Investors are not all the same, and it is a good idea to only choose the best for an adventure that can last many years, and often decades. I recommend that you treat the investor as a rich co-founder, rather than as a bank. Here’s a simple test to identify a good investor: if they ask for several additional clauses on top of the three already mentioned above, they are probably a bad investor. The reason for this is simple: if they need more protection, they are conscious of the fact that they tend not to make good investments, and they are focused on recouping as much as possible from mediocre results instead of concentrating on success stories. There are also cases in which the investor is so successful and sought-after that the founders will accept any conditions to get him or her on board. All the same, I don’t know any successful investors who are aggressive when it comes to their conditions – the opposite is more often true. Success is achieved by choosing the best entrepreneurs and supporting them. I don’t think it’s possible for an investor to succeed by limiting the success of others.

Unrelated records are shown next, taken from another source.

PR #546, opened 2024-04-03
RR-748 - Fix routes and basic controller with tests

nathanrussell-moj-digital:
This PR continues the work that Adam started re: the new create goals journey. Specifically it:

* Corrects the route for the new form / controller endpoints.
Adam had assumed the route would be the same as the existing journey, where the goal number and step number are path elements. This is not true as it's now a single page journey where each new goal and step are added to the same page (it will still be a full page request/response model; it's not being done with client side javascript / SPA). The correct route is `/plan/:prisonNumber/goals/create`
* Adds a unit test class for the controller that Adam started
Unit tests for the GET handler method, and form validation on the POST submit handler method.
Further tests will be added as we write more functionality into the controller.
* Adds `date-fns` as a dependency
To date we have used `moment`, but we have a ticket to replace `moment` with `date-fns`. Rather than migrate as a big bang switch over we'll migrate over time. Adding the library is the first step in this.
* Changes the `futureGoalTargetDate` calculator and it's test from using `moment` to use `date-fns` instead.

### DIFF
--- a/server/routes/createGoal/createGoalsController.ts
+++ b/server/routes/createGoal/createGoalsController.ts
@@ -1,6 +1,6 @@
 import type { RequestHandler } from 'express'
-import moment from 'moment'
-import type { CreateGoalsForm } from 'forms'
+import { UTCDate } from '@date-fns/utc'
+import { startOfDay } from 'date-fns'
 import CreateGoalsView from './createGoalsView'
 import futureGoalTargetDateCalculator from '../futureGoalTargetDateCalculator'
 import validateCreateGoalsForm from './createGoalsFormValidator'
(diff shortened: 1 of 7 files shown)


server/routes/createGoal/createGoalsController.ts
```diff
@@ -12,44 +12,37 @@ export default class CreateGoalsController {
     const { prisonNumber } = req.params
     const { prisonerSummary } = req.session
 
-    req.session.createGoalsForm = req.session.createGoalsForm || []
```
nathanrussell-moj-digital, line 15: This needed quite a bit of refactoring as Adam had copied most of it from the current create goal (singular) controller which works in quite a different way (it uses arrays of forms on the session)

server/routes/createGoal/createGoalsController.ts
```diff
@@ -12,44 +12,37 @@ export default class CreateGoalsController {
...
+      goals: [
+        {
+          steps: [],
+        },
+      ],
     }
+    req.session.createGoalsForm = undefined
 
-    const today = moment().toDate()
+    const today = startOfDay(new UTCDate())
```
leejacobson-moj, line 25:
```suggestion
    const today = startOfToday()
```

leejacobson-moj: date-fns has a `startOfToday` method you could use here instead, https://date-fns.org/v3.6.0/docs/startOfToday

leejacobson-moj (dismissed):
One small suggestion if you want to update, otherwise looks good. Approved.

server/routes/createGoal/createGoalsController.ts
nathanrussell-moj-digital: Done 👍

leejacobson-moj (approved):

Other conditions such as veto rights, drag-along rights, control of management bodies and so on are warning signs that you should watch out before accepting an investment.

On the contrary, it is inadvisable (although possible) not to include these 3 basic clauses, because doing so can create unnecessary tension during and after. When I raised capital with Memopal, I negotiated an agreement not to offer liquidation preference and I raised funds at fairly high valuations. Upon selling, my co-founder and I were among the few who made money from the process. Causing some investors to lose money was not a pleasant experience, and it certainly won’t help my chances of raising funds from the same investors in the future. I was able to reimburse some people using my profits, but looking back, between taxes and complicated equilibriums that develop over time, it’s never easy to sort things out exactly as you would like.

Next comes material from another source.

PR #696, opened 2024-06-27
RR-828 - Refactor timeline service and mapping

nathanrussell-moj-digital:
This PR does a little refactoring of the existing Timeline stuff in the UI, before we make the required changes to support the new Goal Archive and Goal Un-archive events.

Given the average success rate of startups, a founder who raises 2m capital with a valuation of 10m, a 4x liquidation preference, veto and drag-along rights will, on average, be worse off than one who raises capital with a valuation of 1m to 5m, a 1x liquidation preference, and no veto and drag-along rights. Only the best founders understand this, and they focus on the terms and conditions.

To make fundraising faster and easier, the SAFE (Simple Agreement for Future Equity) is widely used in California and other places. This is a debt that converts into shares with a certain discount and a certain maximum valuation during the next round. The SAFE also offers investors and entrepreneurs a standard contract, eliminating the need for lawyers. The biggest advantage of the SAFE is that it is asynchronous and high-resolution, meaning you can negotiate and sign agreements with investors 1-to-1 without distributing a contract that everyone has to sign, as is necessary in many countries. The SAFE works well when the demand from investors outstrips what the startup is able to supply. In these cases, investors tend to want to secure a share of the company as quickly as possible, often sacrificing better terms in the process. Y Combinator’s Demo Day provides an example. There, the typical discount is 20% with a valuation cap of 15m. Bearing in mind that 50%2 of startups will not carry out a Series A round in the next 2 years and that their valuations in the Series A round will be about 30m, the 20% discount and the valuation cap do not offset the risk of investing early. In less competitive markets, therefore, the SAFE is not always accepted by investors, since much larger discounts that would make it comparable to equity are not applicable. I also find myself wondering if it might be better to spend a few days identifying the ideal investor rather than using the SAFE to close the deal quickly. The SAFE is very useful, but I would always make sure it was acceptable to the key investors before using it. Personally, I gladly use it when I want to ensure that I secure a part of the capital, and when all the other investors prefer it. I avoid it when I have more time to discuss with the founder.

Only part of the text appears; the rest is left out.